Table 1 Overview of number of participants taking part in each condition before and after discarding relevant datasets.

Condition 1 (VR)

Apparatus

Inside the VR

The visual stimuli were presented in a virtual surrounding, built with the Unity 3.0 engine, via a head-mounted display i.e., HTC Vive. The responses were tracked with a HTC Vive controller. The acoustic stimuli were presented via headphones. The volume was adjusted by the participants to a comfortable level. The tutorial, as well as the main experiment, took place within the VR environment.

Outside the VR

After the main experiment, a completion task, a free recall, and a stimulus value rating were performed on a computer screen (23″, ~ 1 m distance to the participant) using a standard computer mouse. The tones were presented via two loudspeakers (HD 201, Sennheiser, Germany) one on each side of the screen. The volume of the acoustic stimuli was adjusted by the participants to a comfortable level during the before mentioned post-tests.

Stimuli

The visual stimuli in the VR consisted of four different landscapes (ocean, desert, ice, and forest). The participants were teleported into a landscape and were able to get a 360° view of the landscape. The landscapes were designed with the Unity engine. So, it was a fully immersive experience and not just a 360° image of the landscapes. The acoustic stimuli consisted of four complex instrumental tones, with a duration of 1000 ms each. Each sound was paired with a symbol (e.g. the piano sound was resembled as a star). By matching each sound with a specific symbol, the participants could match the played sound with the respective symbol within the experiment (see Fig. 1).

Figure 1
figure 1

Timeline of a trial within the VR experiment (from upper left to the upper right). The participants were teleported to a virtual landscape where they had 3000 ms time for exploration. Afterwards, a white circle with a cross in the middle appeared in front of them, symbolizing the option to start a trial. The participants could autonomously start by pointing at the circle with the beam of their controller. Next, a sound was played for 1000 ms and four symbols occurred. The sound-symbol combinations were previously learned in the tutorial. Importantly, during the sound was played, participants could not respond. After the sound had ended, participants could choose one of the four symbols within 10,000 ms. After selecting the corresponding symbol, there was a transition from the acoustic to visual trial within 1000 ms during which the color of the current surrounding was desaturated. Afterwards, the visual trial started in the same way as the acoustic trial. Again, the participants could autonomously start the visual trial by pointing at the circle with the beam of their controller. Upon start, four visual stimuli symbolizing four landscapes appeared. Then the target circle in the middle changed from white to the dominant color of one of the four predefined landscapes within 1000 ms. During the color changing process, the participants could not give an answer. Next, participants had to select the icon representing the color of the target (i.e., if the target turned green, participants were expected to select the forest icon within 10,000 ms). After selecting a landscape icon, the participants were teleported to the next correct landscape, independent of their choice (i.e., if the participant chose the ocean landscape although the target was green, still the forest landscape was presented).
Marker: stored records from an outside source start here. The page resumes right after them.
PR #253, opened 2021-05-04
Load 2021 Gotland data, and "number" health-check.

### LINKED ISSUE #252: Healthcheck: Year of birth vs. number
@jhagberg suggested adding a health check that find animals whose "number" indicates that they've been born in a year which is different from the birth year recorded.

andkaha:
1. Minor documentation tweaks.
2. Also load Gotland data for 2021.
3. Correct bug that prevented Gotland 2019's body fat data from being loaded if available.
4. Add health-check that makes sure that the individual's "number" corresponds to the birth year.


jhagberg (approved):
LGTM works with the latest data file.

PR #254, opened 2021-05-04
Add support for certificate uploads

jonandernovella:
- Issuing and updating endpoints can now upload the pdfs to S3.
- boto3 library used for interacting with S3
- minio dev server is used

### DIFF
--- a/app/herdbook.py
+++ b/app/herdbook.py
@@ -590,14 +590,6 @@ def upload_certificate(pdf_bytes, prefix, certificate_number):
     )
 
 
-def check_certificate_version_exists(certificate_number, checksum):
-    """
-    Returns a boolean value specifying if a certificate version already exists in S3.
-    """
-    cert_checksums = s3.get_s3_client().list_object_checksums(prefix=certificate_number)
-    return checksum in cert_checksums
-
-
 def check_certificate_s3(object_name):
     """
     Returns a boolean value specifying if any certificate already exists in S3.
--- a/app/herdbook.py
+++ b/app/herdbook.py
@@ -586,7 +586,7 @@ def upload_certificate(pdf_bytes, ind_number):
     Triggers a S3 certificate upload
     """
     return s3.get_s3_client().put_object(
-        bucket_file_name=f"{ind_number}.pdf", file_data=pdf_bytes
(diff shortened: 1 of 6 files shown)


app/herdbook.py
```diff
@@ -513,14 +523,22 @@ def issue_certificate(i_number):
     if certificate_exists:
         return jsonify({"response": "Certificate already exists"}), 400
 
-    ind.update(**request.form)
+    ## TODO: Make sure this is unique
+    cert_number = str(random.randint(50001, 99999))
```
pontus, line 527: There is a todo but these would normally be a series, so we should keep track and issue the next.

app/utils/s3.py
```diff
@@ -0,0 +1,128 @@
...
+        secret_key,
+        access_key,
+        verify,
+        cert,
+        private_key,
+    ):
+        """
+        Constructor for initialising a S3 client.
+        """
+        assert isinstance(bucket, str)
```
pontus, line 29: I'm personally not overall fond of this kind - if something can fulfill the role it should be okay, and alterantively if one wants stronger typing, I prefer using `typing` and static tools to analyse.

app/utils/s3.py
```diff
@@ -0,0 +1,128 @@
...
+            endpoint_url=self.endpoint,
+            region_name=region,
+            use_ssl=self.endpoint.startswith("https"),
+            verify=verify,
+            aws_access_key_id=access_key,
+            aws_secret_access_key=secret_key,
+            config=config,
+        )
+
+        print(vars(self))
```
pontus, line 65: These are easy to forget, better to write a suitable log statement directly?

app/herdbook.py
jonandernovella: This will be fixed in a future PR.

app/utils/s3.py
jonandernovella: I am not either. But it felt like a quick stopper for undesired values passed into the configuration. We could try out [Mypy](https://github.com/python/mypy) in the next iteration?

app/utils/s3.py
jonandernovella: Yes. Good that you found this one. We can set it as a trace or debug line.

PR #255, opened 2021-05-05
Upgrade some js packages

pontus:
Bump versions of most packages to what works (e.g.`@date-io` is held back due to compability issues).

Fix so frontend runs with `node_modules` from the volume from image creation, not whatever happens to be in the `frontend` directory of the developer.


jonandernovella (approved):
Great work!

PR #257, opened 2021-05-05
Support certificate verification

jonandernovella:
- Endpoint for verification under `/api/certificates/verify/ind_number`
- Checksum and signature verification is performed


app/herdbook.py
```diff
@@ -497,13 +497,19 @@ def update_certificate(i_number):
...
-           pdf_bytes=pdf_bytes.getvalue(), ind_number=ind["number"]
-        )
+
+        try:
+            signed_data = sign_data(pdf_bytes)
+            uploaded = upload_certificate(
+                pdf_bytes=signed_data.getvalue(), ind_number=ind["number"]
+            )
+        except Exception as ex:  # pylint: disable=broad-except
+            print(ex)
```
```suggestion
            APP.logger.info("Unexpected error while updating certificate "+str(ex))
```

app/herdbook.py
```diff
@@ -523,20 +529,26 @@ def issue_certificate(i_number):
...
+    try:
+        signed_data = sign_data(pdf_bytes)
+        uploaded = upload_certificate(
+            pdf_bytes=signed_data.getvalue(), ind_number=ind_number
+        )
+    except Exception as ex:  # pylint: disable=broad-except
+        print(ex)
+        return jsonify({"response": "Error processing your request"}), 400
 
     if uploaded:
```
pontus, line 586: I'm not overly fond of this style because one needs to think about the flow to understand why this doesn't blow up with `uploaded` undefined. I much prefer either having the return within the try or making sure to define `uploaded` to `None` above the try.

app/herdbook.py
```diff
@@ -558,6 +570,38 @@ def preview_certificate(i_number):
...
+        return jsonify({"response": "Individual not found"}), 404
+
+    uploaded_bytes = request.get_data()
+
+    try:
+        checksum = hashlib.sha256(uploaded_bytes).hexdigest()
+        signed = verify_signature(uploaded_bytes)
+        present = verify_certificate_checksum(ind["number"], checksum=checksum)
+    except Exception as ex:  # pylint: disable=broad-except
+        print(ex)
```
```suggestion
        APP.logger.info("Unexpected error while verifying certificate "+str(ex))
```

app/herdbook.py
```diff
@@ -558,6 +570,38 @@ def preview_certificate(i_number):
...
+        return jsonify({"response": "Error processing your request"}), 400
+
+    if present and signed:
```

Experimental design and procedure

Before entering the main experiment, each participant was introduced to the stimuli and the task instructions for the main experiment during a tutorial. First, the participants had to learn the correct combination of tones and their corresponding symbol in a familiarization task. For the visual trials, the participants learned to match a color with one of the four landscape icons within a familiarization task. Each color was chosen in accordance to the dominant color of the corresponding landscape (desert = yellow). The tutorial ended when less than 2 errors over the last 10 trials were generated by the participants for each trial type. In the main experiment the participants were instructed to answer as fast and precise as possible in each visual and acoustic trial. The VR condition consisted of 260 teleports which is the equivalent of 520 (50% acoustic and 50% visual) trials. To avoid motion sickness, the participants were teleported slowly into the next scenery. The participants were offered several breaks during the VR experiment.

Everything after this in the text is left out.